Stored entries:
⁂

PR #7972, opened 2026-07-17
Preserve chronological order in MessageFilterAgent._apply_filter

### LINKED ISSUE #7971: MessageFilterAgent orders filtered messages by per_source config order, not chronological order
**Describe the bug**

`MessageFilterAgent._apply_filter` (`python/packages/autogen-agentchat/src/autogen_agentchat/agents/_message_filter_agent.py`, lines 154-167) hands the wrapped agent messages ordered by the position of each source in `MessageFilterConfig.per_source`, not by each message's actual chronological position:

```python
def _apply_filter(self, messages: Sequence[BaseChatMessage]) -> Sequence[BaseChatMessage]:

        if source_filter.position == "first" and source_filter.count:
        elif source_filter.position == "last" and source_filter.count:

        result.extend(msgs)

    return result
```

`result` is built by iterating `per_source` and appending each source's matches in the order the filters happen to be listed, so the emitted sequence's order reflects filter-config order, not message timeline order.

This directly breaks the class's own documented example. The docstring describes a looping graph `A → B → A → B → C` where B is configured with `per_source=[user-first(1), A-last(1), B-last(N)]` specifically "to see the user message, last message from A, and its own prior responses (for reflection)". If A has spoken twice by the time B runs again (once before B's own prior turn, once after), the real chronological order is `user → A(older) → B(own) → A(newer)`, but `_apply_filter` emits `[user, A(newer), B(own)]`, placing A's newer message *before* B's own reply, even though B's own reply chronologically happened first. The wrapped LLM agent receives a scrambled timeline with no error or warning.

**To Reproduce**

```python
import asyncio
from typing import Sequence

from autogen_agentchat.agents._message_filter_agent import (
    MessageFilterAgent, MessageFilterConfig, PerSourceFilter,
)
from autogen_agentchat.messages import BaseChatMessage, TextMessage


class RecordingAgent(BaseChatAgent):
    def __init__(self, name: str):
        super().__init__(name=name, description="records message order")
        self.received_order: list[str] = []

    @property
        return (TextMessage,)

    async def on_messages(self, messages: Sequence[BaseChatMessage], cancellation_token: CancellationToken) -> Response:
        self.received_order = [f"{m.source}:{m.content}" for m in messages]
        return Response(chat_message=TextMessage(content="ack", source=self.name))

        pass


async def main():
    # Chronological transcript matching the class's own documented A->B->A->B->C example
    transcript = [
        TextMessage(content="please solve X", source="user"),   # t0
        TextMessage(content="A's first attempt", source="A"),    # t1
        TextMessage(content="B's first review", source="B"),     # t2
        TextMessage(content="A's second attempt", source="A"),   # t3, most recent A
    ]

    inner = RecordingAgent("B_inner")
    filtered_agent = MessageFilterAgent(
        name="B",
        wrapped_agent=inner,
        filter=MessageFilterConfig(per_source=[
            PerSourceFilter(source="user", position="first", count=1),
            PerSourceFilter(source="A", position="last", count=1),
            PerSourceFilter(source="B", position="last", count=10),
        ]),
    )

    await filtered_agent.on_messages(transcript, CancellationToken())
    print("received order:", inner.received_order)

asyncio.run(main())
```

Actual output:
```
received order: ["user:please solve X", "A:A's second attempt", "B:B's first review"]
```

Expected (chronologically ordered):
```
["user:please solve X", "B:B's first review", "A:A's second attempt"]
```

B's own prior response ("B's first review", which happened at t2) is placed *after* A's most recent message ("A's second attempt", from t3), even though it happened earlier. This inverts the actual conversation timeline as seen by the wrapped agent.

**Expected Behavior**

`_apply_filter`'s output should preserve the original chronological order of `messages`, regardless of the order sources are listed in `per_source`.

**Which package was this bug in?**

Python AgentChat

**Model used**

N/A — reproducible with pure message-list logic, no LLM call needed.

**Additional context**

There's no dedicated test file for `MessageFilterAgent`, which likely explains why this went unnoticed; ordering isn't asserted anywhere.

Suggested fix direction: collect matches with their original indices, then sort the final `result` by original index before returning (or do a single pass over `messages` in original order, keeping each message only if it falls inside its source's requested first-N/last-N window), so the emitted subsequence always preserves the original chronological order.

ErenAta16:
Fixes #7971.

## What's broken

`MessageFilterAgent._apply_filter` built its result by iterating `MessageFilterConfig.per_source` and extending the output with each source's matches in turn, so the emitted sequence's order reflected the order sources are listed in the filter config, not each message's actual chronological position.

This breaks the class's own documented example: a looping graph `A → B → A → B → C` where B is configured with `per_source=[user-first(1), A-last(1), B-last(N)]` specifically "to see the user message, last message from A, and its own prior responses (for reflection)". If A has spoken twice by the time B runs again, the real timeline is `user → A(older) → B(own) → A(newer)`, but the old code emitted `[user, A(newer), B(own)]`, placing A's newer message before B's own prior response that actually happened earlier. The wrapped agent silently receives a scrambled timeline, no error or warning.

## Fix

Track each kept message by its original index while applying the per-source first-N/last-N selection (that part is unchanged), then return messages sorted by original index, so the emitted subsequence always preserves chronological order regardless of `per_source`'s list order.

## Testing

There was no dedicated test file for `MessageFilterAgent` before this, added `tests/test_message_filter_agent.py` with two tests:
- `test_message_filter_agent_preserves_chronological_order`: reproduces the exact scenario above (sources listed out of chronological order in the filter config) and asserts the wrapped agent receives messages in original timeline order.
- `test_message_filter_agent_first_and_last_counts_per_source`: sanity check that first-N/last-N selection within a single source still works correctly, unaffected by the ordering fix.

Verified both directions locally:
```
# against the unfixed _apply_filter (git stash)
FAILED tests/test_message_filter_agent.py::test_message_filter_agent_preserves_chronological_order
AssertionError: assert ['user', 'A', 'B'] == ['user', 'B', 'A']
tests/test_message_filter_agent.py::test_message_filter_agent_first_and_last_counts_per_source PASSED
(the count-selection logic itself was never broken, only cross-source ordering)

# against the fix
tests/test_message_filter_agent.py::test_message_filter_agent_preserves_chronological_order PASSED
tests/test_message_filter_agent.py::test_message_filter_agent_first_and_last_counts_per_source PASSED
```

### DIFF
--- a/python/packages/autogen-agentchat/src/autogen_agentchat/agents/_message_filter_agent.py
+++ b/python/packages/autogen-agentchat/src/autogen_agentchat/agents/_message_filter_agent.py
@@ -152,19 +152,23 @@ class MessageFilterAgent(BaseChatAgent, Component[MessageFilterAgentConfig]):
         return self._wrapped_agent.produced_message_types
 
     def _apply_filter(self, messages: Sequence[BaseChatMessage]) -> Sequence[BaseChatMessage]:
-        result: List[BaseChatMessage] = []
+        # Track each kept message by its original index so the result below can be
+        # restored to chronological order, instead of the order per_source happens
+        # to list its sources in.
+        kept: dict[int, BaseChatMessage] = {}
 
         for source_filter in self._filter.per_source:
-            msgs = [m for m in messages if m.source == source_filter.source]
+            indexed_msgs = [(i, m) for i, m in enumerate(messages) if m.source == source_filter.source]
 
             if source_filter.position == "first" and source_filter.count:
-                msgs = msgs[: source_filter.count]
+                indexed_msgs = indexed_msgs[: source_filter.count]
             elif source_filter.position == "last" and source_filter.count:
-                msgs = msgs[-source_filter.count :]
+                indexed_msgs = indexed_msgs[-source_filter.count :]
 
-            result.extend(msgs)
+            for i, m in indexed_msgs:
+                kept[i] = m
 
-        return result
+        return [kept[i] for i in sorted(kept)]
 
     async def on_messages(
         self,
--- a/python/packages/autogen-agentchat/tests/test_message_filter_agent.py
+++ b/python/packages/autogen-agentchat/tests/test_message_filter_agent.py
@@ -1,0 +1,95 @@
+from typing import Sequence
+
+import pytest
+from autogen_agentchat.agents import BaseChatAgent
+from autogen_agentchat.agents._message_filter_agent import (
+    MessageFilterAgent,
+    MessageFilterConfig,
+    PerSourceFilter,
+)
+from autogen_agentchat.base import Response
+from autogen_agentchat.messages import BaseChatMessage, TextMessage
+from autogen_core import CancellationToken
+
+
+class _RecordingAgent(BaseChatAgent):
+    """Records the exact sequence of messages it receives, for assertions."""
+
+    def __init__(self, name: str) -> None:
+        super().__init__(name=name, description="records message order")
+        self.received: list[BaseChatMessage] = []
+
+    @property
+    def produced_message_types(self) -> Sequence[type[BaseChatMessage]]:
+        return (TextMessage,)
+
+    async def on_messages(self, messages: Sequence[BaseChatMessage], cancellation_token: CancellationToken) -> Response:
+        self.received = list(messages)
+        return Response(chat_message=TextMessage(content="ack", source=self.name))
+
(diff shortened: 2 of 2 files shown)


ErenAta16:
Closing this. The repo's last commit is 2026-04-06 and none of the last 40 closed PRs were merged, so this has no realistic path forward and I'd rather not leave it sitting in the queue.

The change still applies if the project picks up again — happy to reopen or redo it against whatever the current branch is at that point.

⁂

WHAT YOU HAVE TO DO
Only the lines with "against" are needed; find them in the records and copy each one.

REPLY TO THE TASK
# against the unfixed _apply_filter (git stash)
# against the fix
The change still applies if the project picks up again — happy to reopen or redo it against whatever the current branch is at that point.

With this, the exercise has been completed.